More of the good stuff! We will need to know how to label the null and alternative hypothesis, calculate the test statistic, and then reach our conclusion using the critical value method or the p-value method.

The Test Statistic for a Test of 2 Means from Independent Samples:

[latex]t = \displaystyle \frac{(\bar{x_1} - \bar{x_2}) - (\mu_1 - \mu_2)}{\sqrt{\displaystyle \frac{s_1^2}{n_1} + \displaystyle \frac{s_2^2}{n_2}}}[/latex]

What the different symbols mean:

[latex]n_1[/latex] is the sample size for the first group

[latex]n_2[/latex] is the sample size for the second group

[latex]df[/latex], the degrees of freedom, is the smaller of [latex]n_1 - 1[/latex] and [latex]n_2 - 1[/latex]

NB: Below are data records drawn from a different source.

PR #1448, opened 2020-04-14
cmd: Remove default values for -ethUrl

### LINKED ISSUE #1434: Remove default ethUrl values

Currently, the default value for the `-ethUrl` flag is an Infura URL on both Rinkeby and mainnet. This Infura URL will be sunset soon so the node should update its default values.

Remove the default value for `-ethUrl` flag and require the user to pass in the URL of their preferred ETH RPC provider.

yondonfu:

This PR removes the default values for the `-ethUrl` flag. After this PR, whenever the node connects to an on-chain network, an Ethereum node JSON-RPC URL will need to be explicitly provided using the `-ethUrl` flag.

- Remove the default values for the `-ethUrl` flag
- Only run mainnet tests in `test_args.sh` if the `MAINNET_ETH_URL` env variable is set
- Only run Rinkeby tests in `test_args.sh` if the `RINKEBY_ETH_URL` env variable is set
- Use `-ethUrl` in README commands

Values for `MAINNET_ETH_URL` and `RINKEBY_ETH_URL` are set via CircleCI.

[latex]\mu_1[/latex] is the population mean from the first group

[latex]\mu_2[/latex] is the population mean from the second group

[latex]\bar{x_1}[/latex] is the sample mean for the first group

[latex]\bar{x_2}[/latex] is the sample mean for the second group

[latex]s_1[/latex] is the sample standard deviation for the first group

[latex]s_2[/latex] is the sample standard deviation for the second group

[latex]\alpha[/latex] is the significance level , usually given within the problem, or if not given, we assume it to be 5% or 0.05

Assumptions when conducting a Test for 2 Means from Independent Samples:

We do not know the population standard deviations, and we do not assume they are equal
The two samples or groups are independent
Both samples are simple random samples
Both populations are Normally distributed OR both samples are large ([latex]n_1 > 30[/latex] and [latex]n_2 > 30[/latex])

Steps to conduct the Test for 2 Means from Independent Samples:

Identify all the symbols listed above (all the stuff that will go into the formulas). This includes [latex]n_1[/latex] and [latex]n_2[/latex], [latex]df[/latex], [latex]\mu_1[/latex] and [latex]\mu_2[/latex], [latex]\bar{x_1}[/latex] and [latex]\bar{x_2}[/latex], [latex]s_1[/latex] and [latex]s_2[/latex], and [latex]\alpha[/latex]
Identify the null and alternative hypotheses
Calculate the test statistic, [latex]t = \displaystyle \frac{(\bar{x_1} - \bar{x_2}) - (\mu_1 - \mu_2)}{\sqrt{\displaystyle \frac{s_1^2}{n_1} + \displaystyle \frac{s_2^2}{n_2}}}[/latex]
Find the critical value(s) OR the p-value OR both
Apply the Decision Rule
Write up a conclusion for the test

Example 1: Study on the effectiveness of stents for stroke patients [1]

In this study , researchers randomly assigned stroke patients to two groups: one received the current standard care (control) and the other received a stent surgery in addition to the standard care (stent treatment). If the stents work, the treatment group should have a lower average disability score . Do the results give convincing statistical evidence that the stent treatment reduces the average disability from stroke?

Since we are being asked for convincing statistical evidence, a hypothesis test should be conducted. In this case, we are dealing with averages from two samples or groups (the patients with stent treatment and patients receiving the standard care), so we will conduct a Test of 2 Means.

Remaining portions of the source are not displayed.